Doctor Who: Kill the Moon Review

Posted on Oct 4, 2014


Doctor Who - Kill the Moon Picture courtesy of

Doctor Who – Kill the Moon
Picture courtesy of

I have been dreading this episode when a clip was shown with huge red spiders in it. I am not good with all things creepy crawlie and was actually considering NOT watching this one, but true to how this new Doctor Who regeneration is going, I felt I was that small kid again hiding behind a cushion with one eye peeking from behind it.

This was the way Doctor Who was when I was a kid and this is the way it has become again, back to its unique British best. It is going back to the Hammer Films genre that made it popular and becoming dark and even more eccentric than ever before. I love it for doing so.

Written by Peter Harness and directed by Paul Wilmshurst, this episode begins with Clara and Courtney calling for help from a moon-base in 2049 saying that the Doctor isn’t there to help and may not be around anymore.

Cue to the beginning. Clara is telling the Doctor off for not handling Courtney properly, that she’s a vulnerable teenager. He tries to pass it off only to find the troubled teenager on the Tardis and demanding an apology of sorts. Instead he takes her and Clara to the moon where they find a small band of people, led by Lundvik (Hermione Norris) on a shuttle with nuclear weapons with the moon breaking apart and faced with an impossible decision. Do they kill the moon to save humanity?

Also they are not alone…

This episode is taut and tense, the characters being pushed to their limits. The Doctor’s and Clara’s relationship is tested to the limit also as the question is asked again about the roll of his assistants and why he has them if he does not see to respect them. But he does and always has done, even when faced with difficult choices.

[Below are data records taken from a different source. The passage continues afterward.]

PR #349, opened 2025-11-20
[WorkerPoller] Make poller threads configurable

1pkg:
Add support for configurable number of poller threads via `activity_poller_threads` and `workflow_poller_threads` config.


spec/fabricators/grpc/history_event_fabricator.rb
1pkg, line 1: Fixes broken tests

PR #350, opened 2025-11-27
cache default identity

1pkg:


lib/temporal/configuration.rb
```diff
@@ -135,7 +135,7 @@ def default_identity
       hostname = `hostname`
       pid = Process.pid
 
-      "#{pid}@#{hostname}".freeze
+      @default_identity ||= "#{pid}@#{hostname}".freeze
```
d2army: That `hostname` system call still gets called every time default_identity gets called?

What if you replace default_identity like this:

```
def default_identity
  @default_identity ||= begin
    hostname = `hostname`      #  now, this for sure runs once
    pid = Process.pid          # now, this for sure runs once
    "#{pid}@#{hostname}".freeze
  end
end

```

1pkg: good catch!

PR #355, opened 2026-05-04
 Ignore unsupported and Nexus events

jeffschoner:
### Summary

- Add graceful handling for event types the Ruby SDK doesn't support (Nexus operations, `WORKFLOW_EXECUTION_OPTIONS_UPDATED`). These events are logged and skipped rather than crashing the worker.
- Honor the `worker_may_ignore` bit on history events, allowing the server to introduce new event types without breaking older workers.
- Upgrade Temporal API proto definitions to v1.62.9, which includes enum values for Nexus and other newer event types.
- Add a replay test verifying workflows replay correctly when histories contain ignored events.
- Fix pre-existing test failures: GRPC poll mock keyword arg mismatch and a flaky clock-skew assertion in the metadata integration spec.

### Details

When a workflow history contains event types the SDK doesn't handle (e.g. Nexus operations or `WORKFLOW_EXECUTION_OPTIONS_UPDATED`), the state manager now:
1. Checks against a known list of unsupported-but-ignorable event types and skips them with a warning log.
2. For truly unknown event types not in the list, checks the `worker_may_ignore` flag from the server — if set, logs and skips; otherwise raises `UnsupportedEvent`.

The proto upgrade to v1.62.9 ensures these event types are properly deserialized (previously they mapped to `EVENT_TYPE_UNSPECIFIED` since the enum didn't include them).

### Test plan

- [x] `bundle exec rspec` — 662 examples, 0 failures
- [x] `examples/spec/replay/signal_with_start_ignored_event_spec.rb` — replay test passes with ignored eve


jazev-stripe (approved):
The Ruby changes all match what we are running at Stripe in our fork (and have successfully deployed to our services).

The Protobuf generation changes should be good; in particular the `add_serialized_file` API used by more modern protoc is compatible going back to `google-protobuf` v3.18: [source](https://protobuf.dev/news/2023-04-20/#backward)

Kill the Moon by Stuart Manning

Kill the Moon by Stuart Manning
Twitter: @Stuart_Manning

The unique thing about Doctor Who is that it is willing to push the boundaries and ask hard questions as well as going to the dark places in our hearts and minds. This makes it unique in science fiction and that label alone does not do it justice for it crosses many genres, one of which has always been horror. Again the Hammer genre is always around in the background as would be expected from the many writers, directors and many others involved who grew up watching the Hammer films and television series. This is why it is loved the world over and always has been and hopefully will continue well into another fifty years or more.

One more thing. If you are a little squeamish about creepy crawlies, I recommend the pillow and lights on (although I watched in the dark because I am nuts)!

This series just gets better and better and the Doctor much more like a Timelord than ever before. Roll on next weeks episode Mummy on the Orient Express.